Hazy silence. She turned her head, so I could see the pink scar.

I’m leaving you, she said.

Where will you go? I said.

Don’t follow me, she said.

Why?

Flicker of hurt in her eyes, like moth’s wings.

You, she said. You disappeared long ago.

The yellow cab heaves to a stop. The slow turn of the driver’s face, white and sickly.

Twenty-two fifty, he says.

What?

This is it, man. The King James Hotel.

I turn to the window, my nose against glass. I am still in San Francisco. The mad shamble of downtown humans. Towers of glass and stone and fingernails of sky, blue and white. Long shadows and swirl of dust and trash. The driver begins to cough and choke without stopping. The slushy noise of ruined lungs. He has emphysema and this actually makes me crave a cigarette, maybe two.

Don’t follow me.

Bittersweet, yes. Pale with sorrow and heartbreak and soft light. Also complete and utter bullshit. That tender farewell bathroom scene is a load of something stinky, it’s bad fiction. The other version, the truthful one, has me living for weeks in the attic above our rented flat in the Quarter. I was busy talking to myself and slowly going bugshit crazy. I was a busy little toad. I was plotting the murder of three men whose proper names I didn’t even know, whose whereabouts were impossible to say. I barely knew what they looked like and I was so far from finding them they might as well have been living on the other side of the sun.

Thoughts of revenge will eat the brain away sure as cancer.

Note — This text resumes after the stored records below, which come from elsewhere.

PR #2048, opened 2023-07-09
simx86: rename asmlinkage to ASMLINKAGE(x,y,z) and add asm("")

bartoldeman:
For compatibility with macOS

### DIFF
--- a/src/base/lib/mcontext/asm.SS
+++ b/src/base/lib/mcontext/asm.SS
@@ -25,8 +25,8 @@
 #define GET _getmcontext
 #elif defined(__x86_64__)
 #define NEEDAMD64CONTEXT 1
-#define SET _setmcontext
-#define GET _getmcontext
+#define SET __setmcontext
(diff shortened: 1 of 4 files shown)


src/base/lib/mcontext/asm.SS
```diff
@@ -25,8 +25,8 @@
 #define GET _getmcontext
 #elif defined(__x86_64__)
 #define NEEDAMD64CONTEXT 1
-#define SET _setmcontext
-#define GET _getmcontext
+#define SET __setmcontext
+#define GET __getmcontext
```
stsp, line 29: Fine, although in some other PR
you may want to clean up asm.SS
from all that ifdefferery, because
your asmlinkage trick seems making
this all unnecessary. It allows to
use fixed underscoring in asm, in
which case most of asm.SS hackery
can just be removed.

stsp:
Thanks!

I should have just been happy we were alive. It was a small miracle, really. Four men had entered our apartment. One of them lay crippled on the floor, groaning. The two white guys had raped my woman, savagely. They had finished in under an hour, and now they lounged about, smoking cigarettes. One of them was raiding our liquor cabinet, the other had flopped down on the sofa to watch TV. The black dude was taking off his pants, stopping to fold them carefully. These guys were taking too long, and being very stupid, and I knew that a window was opening. I just wasn’t sure how to climb through that window. I kept blacking out, which scared the shit out of me, because dimly I was aware that I was sporting a serious concussion, and I could feel the blood seeping inside my skull. Each time I blacked out could be my last. And I was tied down so securely, I could barely wiggle my fucking toes. I hoped Jude had an idea about that window. The black man put aside his pants. He rubbed his gleaming skull for luck and lowered himself onto the bed.

Jude opened her eyes. She managed to smile.

Let me use my hands, she said. It will be so much nicer for you.

I was in the hospital for a week. My doctor told me I would have blurred vision for a while. He said that the bleeding around my brain had stopped, that scar tissue would soon form, and that I would likely have headaches the rest of my life. Otherwise, I would recover. He asked if I could identify my attackers, did I want to file a police report. I declined. I asked about Jude, but he shook his head. He knew nothing about the woman who brought me to the ER, only that she had paid my medical tab in full. I went home in a taxi.